The 1,148-feet (350-metre) tower, housing shops, homes, offices and a hotel, will become the tallest building in Japan when it is completed in 2041.

Positioned in central Tokyo, the aim of the £4.2 billion ($5.9 billion) structure is to turn the Japanese capital into an environment-friendly city and help 'transform the city into a forest', architects behind the plans said.

Designs for the structure were drawn up by Tokyo-based architectural firm Nikken Sikkei, but the building will be constructed by the Forestry arm of the Sumitomo Group, one of Japan's largest business conglomerates.

Currently referred to as the W350 Project, named after its height, it is not clear which wood or woods have been chosen as the building material.

The tower has 70 stories above ground and is made of a combination of wood and steel, with more than 6.5 million cubic feet (0.2 million cubic metres) of wood making up 90 per cent of the construction material.

Nikken Sekkei's plans outline a braced tube structure that is able to withstand strong winds, as well as Japan's frequent earthquakes.

As well as offices, a hotel, shops and residential units, the completed tower will feature a garden roof, balconies covered with greenery, water features and large internal open spaces filled with natural light.

Brock Commons Tallwood House, a 174-foot-high (53-metre) student accommodation tower opened at the University of British Columbia in Vancouver, Canada, last autumn, holds the current record for the world's tallest primarily wooden building.

The W350 project is a £4.2 billion ($5.9 billion) wooden skyscraper set to be built in Tokyo, Japan.

At 1,148 feet (350 metres) tall, the tower will be both the tallest building in Japan and the highest wooden structure in the world when it opens in 2041.

With 70 stories above ground, it will be made of a combination of wood and steel, with more than 6.5 million cubic feet (0.2 million cubic metres) of wood making up 90 per cent of the construction material.

As well as offices, a hotel, shops and residential units, the tower will feature a garden roof, balconies covered with greenery, water features and large internal open spaces filled with natural light.

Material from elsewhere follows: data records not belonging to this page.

PR #1102, opened 2020-08-08
Adding option to use different config file for standalone

abeshi-softwire:
Sort of a quick edit, perhaps could be cleaner. If you have any comments I'd be glad to edit this more.

I think it could be a useful feature, and this isn't the worst way to do command line arguments if you want to take more arguments in the future -- although maybe it's worth looking at something like Argparse. I didn't use that since I didn't want to add an unnecessary dependency.

Tests:
- [x] Compiles, runs with defaults as expected
- [x] `-h`, `--help` work as expected (print message and exit)
- [x] `-c`, `--config` both work as expected
 - [x] `-c` doesn't crash the program if no config specified
 - [x] `gui` and `nogui` still work as expected.

TODO: Look at locale and put strings in there rather than being hardcoded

The 24-storey HoHo Tower is set to top this when it opens later this year in Vienna, Austria, with the structure set to reach 275 feet (84 metres) high upon completion.

Housing office units, apartments and a hotel, 76 per cent of the building will be constructed from wood, saving 2,800 tonnes of carbon dioxide emissions over similar structures built out of steel and concrete.

A rising number of architectural firms across the globe are turning to wood as their primary construction material, though few match the ambitions of the W350 Project.

'New technological advances with construction techniques and composite wood make this a very exciting area at the moment', Riccardo Tossani, who designed a retirement home on Mount Fuji that is the current largest habitable wood structure in Japan, told the Telegraph.

'It is in many ways the ideal material because it is a renewable resource as well as being somewhat recyclable.'Before construction of the W350 Project begins, Sumitomo Forestry Co must first traverse stringent Japanese fire regulations.

Despite relying on wood to build houses for generations, Japan has largely banned the material in construction because of its flammability - a weakness laid bare by firebomb raids on major cities during World War II.